### WHAT TO DO
Produce an exact copy of the lines from the line containing "petrus-v: instead to" through the last line of the entries below, and only those lines.

(Dataset entries)
§ §

PR #562, opened 2024-08-20
[14.0][FIX] VAT return: fix Journal entry generated in negative VAT scenario + many improvements

alexis-via:
Add test to check the journal entry in negative scenario and improve tests on the generated journal entry in all scenarios

Full re-implementation of the product/service distribution for autoliquidation VAT accounts: we now support autoliquidation VAT accounts in all journals (error if found in sale journal) and not just purchase journal. When auto computation of product/service distribution is not possible, we trigger a wizard to ask the user.

Add message in chatter if ignoring draft moves.


LaetitiaElabore (approved):
tested and approved

PR #563, opened 2024-08-20
[16.0][FIX] l10n_fr_account_vat_return: fix journal entry generated in negative VAT scenario + many improvements

alexis-via:
Add test to check the journal entry in negative scenario and improve tests on the generated journal entry in all scenarios

Full re-implementation of the product/service distribution for autoliquidation VAT accounts: we now support autoliquidation VAT accounts in all journals (error if found in sale journal) and not just purchase journal. When auto computation of product/service distribution is not possible, we trigger a wizard to ask the user.

Add message in chatter if ignoring draft moves.

This is a forward port of https://github.com/OCA/l10n-france/pull/562/files


LaetitiaElabore (approved):
tested and approved

florian-dacosta (approved):
LGTM tested and use in production

PR #568, opened 2024-09-25
ADD: siren/siret fields are now displayed according to a boolean computed field

damdam-s:


l10n_fr_siret/models/res_partner.py
```diff
@@ -137,6 +137,17 @@ def _address_fields(self):
...
+
+    @api.depends("country_id", "is_company", "parent_is_company")
+    def _compute_show_siret_fields(self):
+        countries_show_siret = self.env["res.country"].search(
+            [("show_siret_fields", "=", True)]
+        )
+        for record in self:
+            record.show_siret_fields = record.country_id in countries_show_siret and (
+                record.is_company or record.parent_is_company
+            )
```
petrus-v: instead to search all countries to display siret, could we write something like this:

```suggestion
        for record in self:
            record.show_siret_fields = record.country_id.show_siret_fields and (
                record.is_company or record.parent_is_company
            )
```

petrus-v (approved):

§ §

### EXERCISE SOLUTION
petrus-v: instead to search all countries to display siret, could we write something like this:

```suggestion
        for record in self:
            record.show_siret_fields = record.country_id.show_siret_fields and (
                record.is_company or record.parent_is_company
            )
```

petrus-v (approved):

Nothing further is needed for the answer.